Stored data entries
┌──

PR #593, opened 2020-10-21
Offline Hints

thormj:
Instead of a FakeDNS server, these are instructions to add to your _host_ file to do offline operation.
I also added the FASpath/FASport to the Readme.md as an example of the difference between OpenNDS and Nodogsplash.

### DIFF
--- a/README.md
+++ b/README.md
@@ -4,6 +4,7 @@ Nodogsplash is a Captive Portal that offers a simple way to provide restricted a
 
 It was derived originally from the codebase of the Wifi Guard Dog project.
 
+
 Nodogsplash is released under the GNU General Public License.
 
 * Mailing List: http://ml.ninux.org/mailman/listinfo/nodogsplash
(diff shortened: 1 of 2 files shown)


bluewavenet:
@thormj 
There is much more to openNDS than just FASpath/FASport and for people not familiar with it FASpath/FASport will be meaningless. For better clarity, perhaps it should say something like:

> If you want a more sophisticated authentication system providing a dynamic web interface, you need openNDS with its Forwarding Authentication Service API (FAS), rather than NoDogSplash.

- making sure the link on the word "openNDS" is maintained.

bluewavenet:
@thormj 
Adding entries to the hosts file might seem to be a good idea at first sight, but you will find there are many, perhaps hundreds of CPD detection urls. Not only that, they have also been known to change with vendor updates as well as varying by model. Samsung is one of the worst for this. Chromebooks from various manufacturers as well.

I don't mean to discourage you, on the contrary, it is very refreshing to see someone going down the same rabbit hole I went down a few years ago :-D Someone else going through the same thought processes is very valuable.

Adding to the hosts file might be a good solution for edge cases, for example IoT management using a standardised "engineers" phone for example.

With regard to "Hints", in my opinion the correct place is in the documentation. A new section would be most useful.
By documentation, I mean in the docs folder of course.

PR #647, opened 2025-01-25
add github runner workflow for building debian packages for arm64 and amd64 architectures

sassanh:


mwarning:
hi @sassanh, thank you for the contribution. I do not have experience with gitlab CIs in general. Can you tell me were those debian packaghes will be found once the pipeline has run.

sassanh:
@mwarning The artifacts of the action are available in the action page, for example here:
https://github.com/sassanh/nodogsplash/actions/runs/12964179347
If you scroll down you should see these:
image
(scrolling down is a bit tricky in github actions page, you should scroll out of the canvas or it will be taken as zoom in/out for the canvas)

I'm working on a new commit to make it automatic to do releases by pushing tags like `v5.0.3` (tags starting with the letter `v`) and it will automatically attach the artifacts to the release.

sassanh:
Sample action for the release: https://github.com/sassanh/nodogsplash/actions/runs/12964307711
Sample release: https://github.com/sassanh/nodogsplash/releases/tag/v0.0.1

sassanh:
@mwarning 
I noticed packages built in ubuntu 2024.04, don't install on older debian versions so I changed it to create both 2022.04 and 2024.04 for each of arm64 and amd64 architectures. So there are 4 packages generated and attached to the release in total like this: https://github.com/sassanh/nodogsplash/releases/tag/v0.0.4

After this is merged, we need to do the releases by creating a tag named `vx.y.z` when `x.y.z` is the desired version and push the tag, it will automatically create packages, do the release and attach the packages as assets to the release.

Other than the automation, another advantage is people trust this automatically generated packages as their build process is transparent for public.

mwarning:
Please be aware that Nodogsplash is not actively maintained anymore. Any involvement is appreciated.

sassanh:
@mwarning Yes, I am aware of that. But considering people are still using it, I hope this commit makes it more accessible.

mwarning:
@stokito thank you for your feeback! I will apply your suggestions after the merge and @sassanh can then make any other changes in a separate MR.

But we don't know when there will be a new release. For that we need more contributions. If the contribution makes problems then we might remove it again if we do not feel maintaining it.

Issue #360, opened 2021-05-27
Replace husky by simple-git-hooks


artalar:
Add:

- [x] simple-git-hooks
- [x] commitlint
- [ ] `lint-staged` for prettier

JeremyTechDev:
Heey, can I get this issue assigned to me? Want to participate in Hacktoberfest

shameondev:
Looks like it is closed for now... @artalar

artalar:
I just fixed the description, the last missed task is `lint-staged for prettier`

PR #498, opened 2023-03-09
Add lint-staged pre-commit hook with prettier

BANOnotIT:
https://github.com/artalar/reatom/issues/360

Do you still need simpe-git-hooks, or husky is ok?


romadryud:
@BANOnotIT What you think about pre push hook instead?

artalar:
@BANOnotIT @romadryud any updates?

romadryud:
@artalar I think we can close this one, we will do it in CI as we discussed.

PR #500, opened 2023-03-13
CI: Setup release-please bot

BANOnotIT:


artalar:
@BANOnotIT could you write a short guide please of how to use it regularly and what I need to do for a first release?

BANOnotIT:
Yeah, sure. Here's how it work:
1. You commit things with Conventional Commits
2. Release please looks for commits history from "previous release" (that is it's own previous commit or bootstrap commit that is configured already)
3. Looks for fix, feat/feature, breaking change commits. Then it matches these commits against packages' files.
4. If packages were affected it'll create one commit message in special branch that'll contain version bumps with changelog for all affected packages and also create a PR for that branch if it doesn't exist yet.
5. When you want to release something you just merge the PR and that commit becomes a "previous release" in step 2
6. It also manages versions with special tags that have format `{component}-{version}`. And it also create a github release whenever you merge that PR

It also uses `.release-please-manifest.json` to track previous package versions in monorepo. This is a system file but it can be used to know which packages to publish in future. But honestly current publish script is less fragile

BANOnotIT:
Hm, for the first release we should know which commit was the last published. That commit full hash should be set in `bootstrap-sha` option.

PR #515, opened 2023-03-19
feat: add web-fetch

### LINKED ISSUE #507: Create reatom/web-fetch
We need a meta package on top of `reatomAsync`, which will accepts all `fetch` parameters and a few more options to extends `Request`.

Some feature examples

```ts
const getUser = reatomAsync(() =>
  fetch("/api/user").then((r): Promise<User> => {
    throwReatomError(!r.ok, r.statusText);
    return r.headers.get("content-type") === "application/json" ? r.json() : r;
  })
);
const getUser = reatomFetch<User>("/api/user");
const getUser = reatomFetch("/api/user", { validate: User.check });
const getUser = reatomFetch({
  url: "/api/user",
  validate: User.check,
});
```

By default the first passed argument should be stringified to the `body`.

```ts
const postUser = reatomAsync((ctx, user: User) =>
  fetch({
    url: "/api/user",
    method: "POST",
    body: JSON.stringify(user),
  })
);
const postUser = reatomFetch.post<User>("/api/user");
```

For dynamic paths or the need for some mappings, it should be possible to pass the request creation function.

```ts
const getUser = reatomFetch<User, string>((ctx, id) => `/api/user/${id}`);
const getList = reatomFetch<List, string, 'price' | 'orders'>((ctx, filter, sortBy) => ({
  url: '/api/list',
  searchParams: { filter, sortBy },
}))
```

Something for inspiration: https://github.com/developit/redaxios

ghost:
Close #507 by adding `@reatom/web-fetch` package. 

For some reason, I couldn't get `@reatom/testing` package working locally, so tests are implemented with plain `uvu`, resulting in ugly sources. I'll try to fix that later.

### DIFF
--- a/packages/web-fetch/src/index.ts
+++ b/packages/web-fetch/src/index.ts
@@ -1,0 +1,97 @@
+import {AsyncAction, AsyncCtx, reatomAsync} from '@reatom/async'
+import {throwReatomError} from '@reatom/core'
+
+export interface ReatomFetchRequestOptions {
+	fetch?: (path: string, init: RequestInit) => Promise<Response>
+	basePath?: string
+	auth?: string
+	headers?: HeadersInit
+	withCredentials?: boolean
+	validateStatus?: (status: number) => boolean | string
+	transformRequest?: (body: any, headers: Headers) => any
+}
+
+export interface ReatomFetchGetOptions<T = any>
+	extends ReatomFetchRequestOptions {
+	validate?: (result: T) => boolean | string
+}
+
+const globalDefaults = {
+	fetch,
+	basePath: '',
+	withCredentials: false,
+	validateStatus: status => status >= 200 && status < 300,
+	validate: () => true,
+	transformRequest: body => body,
+} satisfies ReatomFetchGetOptions<any>
+
+export const createReatomFetch = (defaults: ReatomFetchRequestOptions) => {
+	const req = async <T>(
+		ctx: AsyncCtx,
+		method: 'get' | 'post',
+		actionPath: string,
+		actionOptions?: ReatomFetchGetOptions<T>,
+		body?: T
+	) => {
+		const options = {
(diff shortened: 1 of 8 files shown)


packages/web-fetch/src/index.ts
```diff
@@ -0,0 +1,97 @@
...
+			init
+		)
+
+		const statusValid = options.validateStatus(resp.status)
+		throwReatomError(
+			!statusValid,
+			(statusValid as string | false) || resp.statusText
+		)
+
+		if (method === 'get') {
```
BANOnotIT, line 71: This might not be application/json response. But you call resp.json() several lines below. Would you mind adding adding Content-type check here?

BANOnotIT: Also, post responses might have json response too

packages/web-fetch/src/sandbox.tsx
BANOnotIT, line 1: Do you really need these html and vite.config files

packages/web-fetch/src/index.ts
```diff
@@ -0,0 +1,97 @@
...
+
+			return json as T
+		}
+	}
+
+	return Object.assign(
+		<T>(path: string, options?: ReatomFetchGetOptions<T>) =>
+			reatomAsync(ctx => req(ctx, 'get', path, options) as Promise<T>),
+		{
+			post: <T>(path: string, options?: ReatomFetchRequestOptions) =>
```
BANOnotIT, line 88: Interface doesn't support fetch(resource) variant declared in issue:
```typescript
const getUser = reatomFetch({
  url: "/api/user",
  validate: User.check,
});
```

ghost: Is there any reason to support multiple formats? More complex APIs lead to messier typings and therefore less readable errors and language server highlights.

PR #518, opened 2023-03-28
Typed atom reducer

BANOnotIT:


BANOnotIT:
`atom((ctx, prevState = 1) => prevState + 1)` can't infer types in a normal way because of TS's inference limitations: 
https://stackoverflow.com/a/75866794/11714856

artalar:
outdated

PR #524, opened 2023-03-31
Use fontsource instead of google fonts

### LINKED ISSUE #522: Use local fonts instead of google
https://github.com/artalar/reatom/blob/2e03ec68ba00ff564967a7fac822691754206c21/docs/src/layouts/Layout.astro#L40

BANOnotIT:
Do we really need Roboto if we only use Roboto Mono?

closes #522


artalar:
Btw, could we specify special `weight`? Will it reduce the size? In the docs we use `normal`, `bold`, `600`.

PR #526, opened 2023-03-31
fix #525 docs: fix onEffect example

### LINKED ISSUE #525: docs:  Incorrect parameter order in onEffect example
There is an error in the documentation for the reatomAsync function. The order of the parameters params and promise in the onEffect hook is incorrect. 

The current example provided in the documentation is:
```ts
onEffect(ctx, promise, params) {
  listAtom(ctx, { data: [], status: 'pending' })
},
```

The correct order of the parameters should be:
```ts
onEffect(ctx, params, promise) {
  listAtom(ctx, { data: [], status: 'pending' })
},
```

Please update the documentation to reflect the correct order of the parameters to prevent confusion for users working with the reatomAsync function.

skhrv:


artalar:
Fixed in d6f51cb33a3b33dcaf5c3a65202cd2b67147d7d8

Issue #489, opened 2023-03-03
withCache does not update statusesAtom


vovanezha:
### Description:

If using `withStatusesAtom` and `withCache` together and if data was taken from cache, `statuesAtom` won't be updated and always returns `isPending: true`

### Reproduction link:

https://codesandbox.io/s/withcache-issue-forked-hnilwu

vovanezha:
@artalar hey! the issue is still there with `@reatom/framework@3.2.0` version. Moreover there are new additional issues:

1.  `pendingAtom` is always `1` if `withCache` specified
2.  `Cannot create property 'toString' on number '34'` error in console

Reproduction link — https://codesandbox.io/s/withcache-issue-forked-hnilwu

artalar:
@vovanezha hey! The 'toString' error fixed! The behaviour of `pendingAtom` is expected, as cache trying to cache calls - https://github.com/artalar/reatom/blob/8a88b020069a0e667a0f0b88dce987fea5a48a19/packages/async/src/withCache.test.ts#L114-L115

PR #534, opened 2023-04-07
fix(async): #489 error in console

matpaul:
Hello,
Fix console error described in #489, just delete it because value assigned to primitive will be lost


artalar:
Awesome, thank you!

PR #538, opened 2023-04-08
Fix(eslint-plugin): add detection with import aliases

raidenmiro:


artalar:
@raidenmiro thanks a lot!

PR #546, opened 2023-04-12
fix(eslint-plugin):  #541 not fired inside the object

### LINKED ISSUE #541: [eslint] Not fired inside the object
Here are some examples from below:

```ts
const handler = {
  draggable: action(ctx => {})
} 
```

and

```ts
class SomeService {
  private someAtom = atom({})
}
```

raidenmiro:
closes #541

- [x] - Add basic test-cases
- [x] - Add fired rules inside the object
- [x] - Improve message for `reatom*` primitives
- [x] - Fix correction when using types with `action`, example from below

└──

#### Your task:
Could you please copy the lines above exactly, beginning at the first and ending at the line that contains "Adding entries to"?

#### Solved exercise:
PR #593, opened 2020-10-21
Offline Hints

thormj:
Instead of a FakeDNS server, these are instructions to add to your _host_ file to do offline operation.
I also added the FASpath/FASport to the Readme.md as an example of the difference between OpenNDS and Nodogsplash.

### DIFF
--- a/README.md
+++ b/README.md
@@ -4,6 +4,7 @@ Nodogsplash is a Captive Portal that offers a simple way to provide restricted a
 
 It was derived originally from the codebase of the Wifi Guard Dog project.
 
+
 Nodogsplash is released under the GNU General Public License.
 
 * Mailing List: http://ml.ninux.org/mailman/listinfo/nodogsplash
(diff shortened: 1 of 2 files shown)


bluewavenet:
@thormj 
There is much more to openNDS than just FASpath/FASport and for people not familiar with it FASpath/FASport will be meaningless. For better clarity, perhaps it should say something like:

> If you want a more sophisticated authentication system providing a dynamic web interface, you need openNDS with its Forwarding Authentication Service API (FAS), rather than NoDogSplash.

- making sure the link on the word "openNDS" is maintained.

bluewavenet:
@thormj 
Adding entries to the hosts file might seem to be a good idea at first sight, but you will find there are many, perhaps hundreds of CPD detection urls. Not only that, they have also been known to change with vendor updates as well as varying by model. Samsung is one of the worst for this. Chromebooks from various manufacturers as well.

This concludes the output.